The Hubble Space Telescope's greatest-hits images would easily fill a coffee-table book with spiraling galaxies, ghostly nebulae and eye-catching stars. If you had to choose a cover image, then it most likely would be the famous "Pillars of Creation," an image captured in 1995 showing massive columns of cold gas reaching upward in the M16 nebula, popularly known as the Eagle Nebula.
NASA notes how the original image captured the public's imagination, appearing on pillows, T-shirts and a postage stamp. It was the rock star of the Hubble image collection. Twenty years later, Hubble has revisited the stunning image and topped it with a fresh high-definition look at the columns in preparation for the space telescope's 25th anniversary in April.
The new image is a combination of near-infrared and visible light, which enhances the otherworldly look of the pillars. Newborn stars are revealed to be lurking inside.

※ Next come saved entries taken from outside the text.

PR #47, opened 2019-08-25
Add account page and support for setting username

evsheffield:
There's definitely pieces relating to this that will still need work (e.g. checking if a username is already taken), but I've been sitting on it far too long with other stuff being blocked so I wanted to get it out there.

I've also made some updates to how the user is made available to the components. User is now available through a user context. You can still use the `withUser` HOC which is now essentially just a wrapper for the user context but the added benefit is that you can use it with any component instead of just pages. `_app.js` is now getting the user info ALL THE TIME which is helpful since we're gonna want it all about, but could probably be improved to prevent redundant requests. 

On a side note, if anyone has any advice for debugging SSR stuff I would love to hear it since I spent far too long smashing my head against `getInitialProps`. It doesn't seem like the server output includes console.logs so I was just feeling my way around the dark like a cave man.


alexmiddeleer:
I've had success just putting `debugger;` in - that seems to disable SSR.

jtrussell:
FWIW SSR console.log's should show up in the terminal.

next/pages/_app.js
```diff
@@ -13,8 +16,55 @@ if (USE_GOOGLE_ANALYTICS) {
 }
 
 class MyApp extends App {
+  static async getInitialProps({ ctx, Component }) {
+    const isSSR = !!ctx.req;
```
alexmiddeleer: I'm kind-of anti `!!` unless the value truly needs to be boolean for some reason.

next/pages/account.js
```diff
@@ -0,0 +1,84 @@
...
+
+  areSettingsValid = () => {
+    return !!this.state.username;
+  };
+
+  handleSubmit = (apolloClient) => {
+    if (!this.areSettingsValid()) return;
+    const { user, updateUser } = this.context;
+    const { username } = this.state;
+    updateUsername(apolloClient, user.id, username).then(({ data }) => {
```
alexmiddeleer: do we need any error handling code for this?

next/server-routes/auth.js
```diff
@@ -31,7 +44,9 @@ passport.use(
       const values = [id, email];
       client.query(text, values, (err, res) => {
         if (err) return cb(err);
-        cb(null, { email: res.rows[0].email });
+        cb(null, {
+          email: res.rows[0].email
```
alexmiddeleer: is there an issue if rows has a length of zero?

next/pages/account.js
```diff
@@ -0,0 +1,84 @@
...
+    });
+  };
+
+  render() {
+    const { user } = this.context;
+    const { username } = this.state;
+    return (
+      <Layout
+        title="Mythgard Hub | Account Settings"
+        desc="The Mythgard Hub privacy policy"
```
jtrussell: Looks like a copy+pasted page description might have snuck in there.

next/pages/account.js
```diff
@@ -0,0 +1,84 @@
...
+          <div>
+            <label>Email: </label>
+            <span>{user.email}</span>
+          </div>
+          <div>
+            <label>User Name: </label>
+            <input
+              data-cy="deckTitle"
+              type="text"
+              name="deckName"
```
jtrussell: Label: User Name; data-cy: deckTitle; name: deckName 😂.

next/server-routes/auth.js
jtrussell: It will (should?) never have length zero - the method is off-screen but it's job is to:
-  Find a thing if it exists
- Create a thing and return it if it doesn't exist
If either of those hit a snag `err` will be non-empty.

next/server-routes/auth.js
```diff
@@ -85,24 +100,24 @@ router.get('/logout', (req, res) => {
...
 });
 
-router.get('/user', (req, res) => {
+router.get('/user', async (req, res) => {
   const signedToken = req.cookies[process.env.JWT_COOKIE_NAME];
   let user;
   try {
     const token = jwt.verify(signedToken, process.env.JWT_SECRET);
-    user = token.data;
+    user = await getUserByEmail(token.data.email);
```
jtrussell: Alternatively, we could stuff additional detail into the token and avoid a round trip to the db. A tradeoff to consider when we're rich an famous with a ginormous DB of users.

next/pages/_app.js
jtrussell: I think this was my line moved from the old `with-user` code so I won't make Evan stand by it 😅. There wasn't a good reason other than habit to signal intent and save our plucky heroes from wondering if `undefined` meant "ok, no" or "oops, I forgot". Feel free to reclaim the bits.

evsheffield: Fair enough, this used to need to be a Boolean when it was being stored as a prop but it wasn't being used elsewhere so I can probably just do away with it.

next/pages/account.js
evsheffield: Oops hehe good catch

next/pages/account.js
evsheffield: Caught me red-handed

next/server-routes/auth.js
evsheffield: I could get down with that, though I guess we'd have to do a little more management of the token to make sure there's no stale data if the user updates their stuff mid session.

evsheffield:
> 
> 
> FWIW SSR console.log's should show up in the terminal (Docker side console).

So I should see that in the regular output that displays when I run `docker-compose up`? I could have sworn it wasn't showing logs that I thought would be there though entirely possible I had just broken things and they weren't even getting hit haha

next/pages/account.js
evsheffield: Right on. Do we have any standard way of raising errors to the user atm? Can certainly just put some console errors for now but some consistent user alerting would be sweet.

next/pages/account.js
lily-pytel: https://thumbs.gfycat.com/MerryOpenAmurstarfish-size_restricted.gif

next/server-routes/auth.js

The pillars are located about 6,500 light-years away, which is not terribly far in space terms.
"I'm impressed by how transitory these structures are. They are actively being ablated away before our very eyes. The ghostly bluish haze around the dense edges of the pillars is material getting heated up and evaporating away into space. We have caught these pillars at a very unique and short-lived moment in their evolution," says Paul Scowen of Arizona State University in Tempe. Scowen was one of the astronomers working on the original Eagle Nebula observations in 1995.
The 1995 image was not only a looker, it also sparked some fascinating scientific observations.
"There is the only one thing that can light up a neighborhood like this: massive stars kicking out enough horsepower in ultraviolet light to ionize the gas clouds and make them glow," says Scowen. "Nebulous star-forming regions like M16 are the interstellar neon signs that say, 'We just made a bunch of massive stars here.' This was the first time we had directly seen observational evidence that the erosionary process, not only the radiation but the mechanical stripping away of the gas from the columns, was actually being seen."
The new, sharper view of the pillars will help scientists continue their work in understanding how these features function and change over time. For the rest of us, it's a reminder that the wonders of the universe are alive and well and still able to take our breath away.